------ Given information ------

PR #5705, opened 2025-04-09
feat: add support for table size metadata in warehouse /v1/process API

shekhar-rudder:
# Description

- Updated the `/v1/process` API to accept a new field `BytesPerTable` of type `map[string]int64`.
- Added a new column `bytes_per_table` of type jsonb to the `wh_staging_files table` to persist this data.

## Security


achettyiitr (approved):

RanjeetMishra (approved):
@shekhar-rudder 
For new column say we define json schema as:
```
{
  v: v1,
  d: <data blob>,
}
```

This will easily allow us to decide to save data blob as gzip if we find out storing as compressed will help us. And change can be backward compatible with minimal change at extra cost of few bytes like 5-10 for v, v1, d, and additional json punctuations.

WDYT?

------
------ Given information ------

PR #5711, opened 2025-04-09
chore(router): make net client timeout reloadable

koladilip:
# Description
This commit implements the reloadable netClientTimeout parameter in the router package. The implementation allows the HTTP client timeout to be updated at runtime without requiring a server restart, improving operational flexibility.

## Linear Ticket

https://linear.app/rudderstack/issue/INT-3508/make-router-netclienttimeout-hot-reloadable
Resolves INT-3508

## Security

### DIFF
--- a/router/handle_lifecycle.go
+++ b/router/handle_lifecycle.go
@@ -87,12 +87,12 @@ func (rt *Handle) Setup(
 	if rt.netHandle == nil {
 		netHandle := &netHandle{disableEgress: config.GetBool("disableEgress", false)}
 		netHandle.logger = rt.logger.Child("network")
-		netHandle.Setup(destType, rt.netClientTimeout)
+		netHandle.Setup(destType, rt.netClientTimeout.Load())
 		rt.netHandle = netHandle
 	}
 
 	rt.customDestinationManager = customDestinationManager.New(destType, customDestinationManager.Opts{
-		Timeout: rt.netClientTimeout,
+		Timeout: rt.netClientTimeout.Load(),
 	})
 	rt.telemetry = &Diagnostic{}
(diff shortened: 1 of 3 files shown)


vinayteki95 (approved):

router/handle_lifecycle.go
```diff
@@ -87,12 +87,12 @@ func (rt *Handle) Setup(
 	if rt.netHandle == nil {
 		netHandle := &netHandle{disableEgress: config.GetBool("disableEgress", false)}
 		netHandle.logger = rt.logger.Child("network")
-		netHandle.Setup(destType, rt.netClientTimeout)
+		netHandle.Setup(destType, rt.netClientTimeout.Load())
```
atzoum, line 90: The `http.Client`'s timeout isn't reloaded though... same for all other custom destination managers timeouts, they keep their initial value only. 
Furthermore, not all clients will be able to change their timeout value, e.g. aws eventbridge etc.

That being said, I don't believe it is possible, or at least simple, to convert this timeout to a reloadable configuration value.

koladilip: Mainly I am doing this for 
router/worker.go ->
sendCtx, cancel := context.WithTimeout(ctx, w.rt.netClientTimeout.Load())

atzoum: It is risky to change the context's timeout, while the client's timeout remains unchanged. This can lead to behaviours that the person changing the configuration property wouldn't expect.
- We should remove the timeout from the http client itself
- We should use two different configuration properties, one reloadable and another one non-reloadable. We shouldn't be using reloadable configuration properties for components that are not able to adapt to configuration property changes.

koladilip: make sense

------
------ Given information ------

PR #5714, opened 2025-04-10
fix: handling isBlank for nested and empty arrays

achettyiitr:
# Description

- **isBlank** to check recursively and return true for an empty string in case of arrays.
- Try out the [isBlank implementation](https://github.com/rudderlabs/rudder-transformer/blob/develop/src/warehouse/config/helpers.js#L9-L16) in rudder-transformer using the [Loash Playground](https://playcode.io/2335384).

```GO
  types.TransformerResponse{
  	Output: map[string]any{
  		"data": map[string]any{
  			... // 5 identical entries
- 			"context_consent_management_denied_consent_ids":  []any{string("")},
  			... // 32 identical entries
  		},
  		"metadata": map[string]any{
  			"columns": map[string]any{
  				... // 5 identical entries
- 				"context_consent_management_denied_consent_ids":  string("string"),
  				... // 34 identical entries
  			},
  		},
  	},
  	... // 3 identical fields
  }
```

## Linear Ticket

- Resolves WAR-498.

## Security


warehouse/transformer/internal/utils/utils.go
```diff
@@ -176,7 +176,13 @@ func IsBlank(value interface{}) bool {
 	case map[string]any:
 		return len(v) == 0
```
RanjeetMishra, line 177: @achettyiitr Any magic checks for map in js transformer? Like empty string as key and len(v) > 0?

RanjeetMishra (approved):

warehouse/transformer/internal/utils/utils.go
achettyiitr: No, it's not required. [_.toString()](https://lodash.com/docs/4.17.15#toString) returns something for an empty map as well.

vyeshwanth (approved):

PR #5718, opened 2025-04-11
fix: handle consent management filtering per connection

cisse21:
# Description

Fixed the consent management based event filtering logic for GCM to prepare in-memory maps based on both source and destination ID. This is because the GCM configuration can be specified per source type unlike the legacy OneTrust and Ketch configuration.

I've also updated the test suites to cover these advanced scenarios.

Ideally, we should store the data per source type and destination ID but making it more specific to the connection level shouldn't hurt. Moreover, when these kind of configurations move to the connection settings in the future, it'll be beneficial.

------

» Task brief:
Reproducing the whole listing above is not the task. Copy exactly only the lines from the one with "PR #5705, opened 2025-04-09" to the one with "- Updated the", both kept.

» Exercise output:
PR #5705, opened 2025-04-09
feat: add support for table size metadata in warehouse /v1/process API

shekhar-rudder:
# Description

- Updated the `/v1/process` API to accept a new field `BytesPerTable` of type `map[string]int64`.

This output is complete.